Grabell and Knight (2009) suggest that in addition to having risk factors, it is likely that juveniles who have committed sexual offenses lack protective factors—such as emotional support and social competence—to buffer against risk in early experience. Future research should consider the complex relationships between these risk and protective factors in the development of sexually abusive behavior.

Typologies

Typology research undertaken to date has primarily differentiated subtypes of juveniles who have committed sexual offenses based on victim age, delinquent history, and personality characteristics. This section focuses on research as it relates to these dimensions.       

Subtypes Based on Victim Age

Awad and Saunders (1991) found that the majority of adolescents who sexually offended against females their age or older were recidivists, had a history of antisocial behavior predating and coinciding with their sexual offenses, and came from a disturbed family background. Adolescents who sexually assaulted peer or older females were less likely to be socially isolated than those who offended against children and more likely to socialize with older peers than a comparison group of delinquents. Alcohol and drugs were not found to play a prominent role in the adolescents who sexually victimized peer or older females. Sexually deviant impulses and antisocial traits were found to be motivating factors for the majority of these youth.      
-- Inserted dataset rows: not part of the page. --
PR #3178, opened 2025-07-04
chore: Update deps to remove dependency on `paste` crate

larseggert:
Which is unmaintained, see https://rustsec.org/advisories/RUSTSEC-2024-0436.


larseggert:
Looks like it! Should have checked first. Ping me please when you vendor a glean version with this PR in it into Firefox?

PR #3179, opened 2025-07-07
Bug 1975812 - Cache opened event databases

badboy:
We kept re-opening the event database file on every event recording. That's costly.

This PR includes an example that records 500k events (configurable).

Before the change that takes 2.8s on my Linux machine.
The `open` call alone takes 41% of the time. Closing the file (`drop`) another 11%.
Profile: https://share.firefox.dev/4lnTYXG

After it takes 1.7s
Profile: https://share.firefox.dev/4lMhI7D
1.1% of time is spent finding the (already opened) file descriptor.
At the cost of one more thing to track (and a non-contended lock around it).

---

This is not yet ready to land.
We do have _another_ lock around all operations and I want to make sure we're not running into problems there.

### DIFF
--- a/glean-core/src/event_database/mod.rs
+++ b/glean-core/src/event_database/mod.rs
@@ -351,7 +351,6 @@ impl EventDatabase {
                 .unwrap()
                 .entry(store_name.to_string())
                 .or_insert_with(|| {
-                    log::info!("opening event store for {store_name}");
                     Arc::new(
                         OpenOptions::new()
                             .create(true)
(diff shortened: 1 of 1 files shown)


chutten (approved):
So we're trading the runtime costs of opening and closing the `File` on each write for the memory and fd cost of keeping a `File` for each store that has events written to it.

Given volumes of pings per app (dozens, with only handfuls having events) I think this ought to be fine, but it wouldn't be unreasonable to close the `File`s (wipe the cache) on ping lifetime io flush. And, heck, `event` metrics are all ping lifetime anyway... could skip `flush` calls...

But that's the very definition of premature optimization. We can wait until we have a need to speed things up further.

badboy:
> And, heck, `event` metrics are all ping lifetime anyway... could skip `flush` calls...

True. I kept the `flush` to at least hopefully give us some guarantees. (Though it is more strict than before, because `close` doesn't imply `flush`)

PR #3186, opened 2025-07-14
Kotlin: 2 more dispatch optimizations

badboy:
1. Dispatch applying the server knobs config
2. Move all calls into glean-core into the dispatcher


badboy:
> On desktop we ran into a case with Nimbus recording an event before the Server Knobs config was applied, I wonder if this will increase the window where we do not have that operational safety valve available to us to be able to turn off noisy events because of delaying Glean init and API calls.
> 
> Nothing to block this PR on, just thinking about how this might affect things like that.

the `applyServerKnobsConfig` already has no effect until Glean is initialized. This only avoids the call into glean-core up until we're somewhat sure it's ok to load libxul (or even better libxul is already loaded). The order of operations should still be the same.

PR #3188, opened 2025-07-16
Bug 1976479 - Report a glean.ping.uploader_capabilities list in pings

badboy:
Because I already prototyped that here's it as a PR.
Would benefit from more extensive tests.
And also checking that my logic is right to attach it only when there's already other data. 
And making sure it doesn't overwrite existing `string_list` metrics.
And also it hard-codes the `"string_list"` string in the code, which I don't like.

All in all I'd appreciate if someone takes this over and finishes it.


travis79 (approved):
Ping me for a data-review, if you like, before landing this.

PR #3189, opened 2025-07-21
Swift: Build on Xcode 16.2

badboy:


badboy:
Guess ffx-ios is on 26 already: https://github.com/mozilla-mobile/firefox-ios/commit/0120fd7728577d748c541ff79cbc115a6ada03e3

Hunter and Figueredo (2000) found that juveniles who offended against children were more likely to be pessimistic and less likely to be self-sufficient than nonoffending youth. These findings appear to be consistent with a conceptualization of juveniles who sexually offend against children as youth who are lacking in social competencies and who are competitively disadvantaged relative to their peers. The researchers proposed that the sexual acting out of these juveniles may be more reflective of compensatory behavior than psychopathy and more reflective of arrested sexual development than paraphilic interest. 

Hunter, Hazelwood, and Slesinger (2000) conducted a study comparing 62 adolescents who offended against children to 64 adolescents who offended against peers and adults. The findings suggest that a meaningful differentiation can be made between those youth who sexually offend against younger children (5 or more years younger) and those who target peers and adults. According to the study, adolescents who targeted peers and adults were more likely to have—

  • Selected a female victim who was either a stranger or acquaintance.
  • Committed their offense in a public area, and acted in a group with others.
  • Committed the sex crime in association with other criminal activity and have been more aggressive and violent in commission of the offense.
  • Used a weapon. 

Hunter, Hazelwood, and Slesinger (2000) suggested that the differences in victim age (peer/adult vs. younger children) represent unique populations of sexually aggressive youth. In general, peer/adult adolescents who commit sexual offenses display behaviors that suggest they have greater antisocial tendencies and are more prone to violence in the commission of their sexual offenses than adolescents who molest children. 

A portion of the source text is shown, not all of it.